In a previous post on XenMobile Service monitoring, I wrote about the basic components that make up the XenMobile Service monitoring system. As stated, the solution is based on a system called Icinga2, a distributed, highly-available application that allows you to run business decisions based on the result of invoking checks or probes against another networked service, like XenMobile in this case

In this post, I’ll start to dig a bit deeper and illustrate the physical layout of the system in the cloud. Let’s begin by showing a (stripped down) deployment architecture and then we’ll break it down into its main parts:

Icinga can be configured to be distributed. In this case, we’re hosting two Icinga Master instances (center) for high-availability. These instances are in charge of discovering or enumerating our cloud customer base resources as well as our external/internal microservices. The masters also expose a web interface which acts as the portal that our CloudOps engineers use to visualize the status of every single one of our 14,000+ checks. The masters work in an “active-active” High Availability mode, which means that both are actually performing the same jobs and either one can either execute local check commands or delegate remote commands onto the Remote Icinga instances, also called satellites. Let’s segue into those.

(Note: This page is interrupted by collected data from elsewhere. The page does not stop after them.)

PR #277, opened 2021-10-20
NodeResourceTopology: Make `default` as the default namespace in scheduler config

swatisehgal:
In order to enable Topology aware scheduling in a Kuberetes cluster, we need to
deploy a producer which exposes resource topology information as CRs and the
NodeResourceTopology scheduler plugin.

An upstream producer of the NodeResourceTopology instances is Node Feature Discovery.
The associated PR where this feature is enabled in NFD is here:
https://github.com/kubernetes-sigs/node-feature-discovery/pull/525

The default namespace where NFD deploys CR instances is `default` as can be seen here:
 https://github.com/kubernetes-sigs/node-feature-discovery/blob/master/cmd/nfd-master/main.go#L108
so in order to have a better user experience and to make sure that both
these components work together seamlessly we change the default namespace
in the scheduler plugin config to be the same as in NFD i.e. `default`.

### DIFF
--- a/manifests/noderesourcetopology/ns.yaml
+++ b/manifests/noderesourcetopology/ns.yaml
@@ -1,5 +1,0 @@
----
-apiVersion: v1
-kind: Namespace
-metadata:
-  name: test-namespace # Test namespace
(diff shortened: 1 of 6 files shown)


fromanirh:
This is a good idea and a nice little changes that streamlines the initial experience, a nice complement to https://github.com/kubernetes-sigs/scheduler-plugins/pull/276 . In general, however, to really have a seamless experience, a higher level orchestrator agent (human, operator, controller...) should ensure the consistency of the namespace. 
Of course this is out of scope for scheduler-plugins: this just means the options to mitigate configuration issues in the context of the plugin are limited.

In order to reduce the load on the master instances, Icinga can be configured to perform checks on remote Icinga systems. These remote instances are set up with their own installation of Icinga but take on different configurations. In addition, none of the remotes performs any auto-discovery–the process of enumerating our environment to see what needs monitoring. The remote endpoints are only tasked with executing commands remotely against a specific part of a customer’s installation (e.g. LDAP, VM status, SSL Certificates, etc) and reporting that result back to the masters. Remotes can also be set up in a cluster for high availability so that any one of them can act and execute remote commands. We’ve made the regions with most abundant customer presence clustered this way using an “active-active” scheme.

So, on a basic level that’s how our distributed monitoring system is spread out. In an upcoming post, I’ll continue peeling off layers and show you exactly how we perform checks against a customer’s environment and what types of probes we execute periodically to ensure that our CloudOps engineers can proactively debug/troubleshoot issues before the customer is impacted.